Additional difficulties often arise due to the poor or ambiguous wording found in many of the descriptions associated with railroad rights. Documents may seem to describe a conveyance of fee, the creation of a limited right, or both. Courts will often apply different standards to depots and loading facilities due to the increased burden imposed on the land. In general, rail companies are more likely to successfully claim title to the fee in disputes over areas obtained for depots, storage facilities and switching stations than for remote segments of rail line that are not directly adjacent to a major facility.
This dual standard is illustrated in the Maryland decision Chevy Chase Land Co. v. U.S.A.: 733 A.2d 1055 (1999). This case includes an exhaustive analysis of two adjoining segments of an old rail line conveniently labeled as parcels “A” and “B.” One significant factor in this case was that two different granting clauses for A and B were included in the description. The court concluded that, had the right created for both parcels been intended to be the same, only one granting clause would have been necessary. The inclusion of two granting clauses indicated that one parcel was a fee, while the other was an easement.

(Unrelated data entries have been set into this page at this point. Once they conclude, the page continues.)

PR #151, opened 2019-07-23
sarkars/Upgrade ngraph version to 24rc0

sayantan-nervana:


sayantan-nervana:
varopt + gpu build: https://buildkite.com/ngraph/ngtf-gpu-ubuntu-18-04/builds/1327

PR #161, opened 2019-07-26
sarkars/Prep for 0.17.0rc0

sayantan-nervana:


python/setup.in.py
```diff
@@ -59,7 +59,7 @@ def get_tag(self):
 
 setup( 
     name='ngraph_tensorflow_bridge',
-    version='0.16.0rc3',
+    version='0.17.0rc0',
```
shresthamalik: anyone knows why we dont have a dash here like this ? 0.17.0-rc0

PR #167, opened 2019-07-26
Log parser fix to add the last subgraph to the results

dmsuehir:
As the log parser loops through lines in the log, it adds a subgraph's info to the results dictionary when it comes across the start of a new subgraph. The last subgraph was getting missed, since it wasn't getting added to the results dictionary. This PR fixes that issue by adding the last subgraph to the results dictionary at the end.


dmsuehir:
I'll resubmit this PR after I get the CLA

Despite the urging of the parties to this dispute, the Maryland judges avoided basing their decision on single isolated phrases. The fact that the word “easement” was not included in the agreement was not considered controlling; nor was the inclusion of the phrase “free and perpetual.” The court applied sound principles of deed interpretation by considering the document as a whole in the light of surrounding circumstances and refused to be hamstrung by individual definitions of specific words and phrases. Chevy Chase also considers the amount paid by the rail company as a significant indicator of the right conveyed and notes the significance of the phrase “for railroad purposes.”
Specific Common Law Precedent
The unique aspects often associated with railroad grants have created their own variants of deed interpretation. Several courts point out specific indicators that, while not controlling, may be helpful. One that has been considered by the courts to indicate an easement is “over, across and through” (Tazian v. Cline: Ind. 686 N.E.2d 95 (1997)). The West Virginia court agrees that prepositions “in,” “upon” and “through” are consistent with the creation of a servitude over the lands of another. (Uhl v. Ohio River R.R.: 51 W. Va. 106 (1902))
By contrast, the language “all that certain strip or parcel of land” found in a description as described in Bailey v. Town of Saltville: 279 Va. 627 (2010) was considered indicative of conveyance of the fee to the rail company.
The examples above are only a limited cross-section of the possible problems and outcomes that can be found in the totality of railroad law in this country. It should be abundantly clear that utmost diligence is required to make a proper determination of the rights associated with a rail line – and the related question of the limits of title for the adjoining landowner. While this requires extra research and analysis, failure to make a proper determination will have unfortunate and far-reaching effects on the public and on the professional reputations of those involved in an erroneous decision.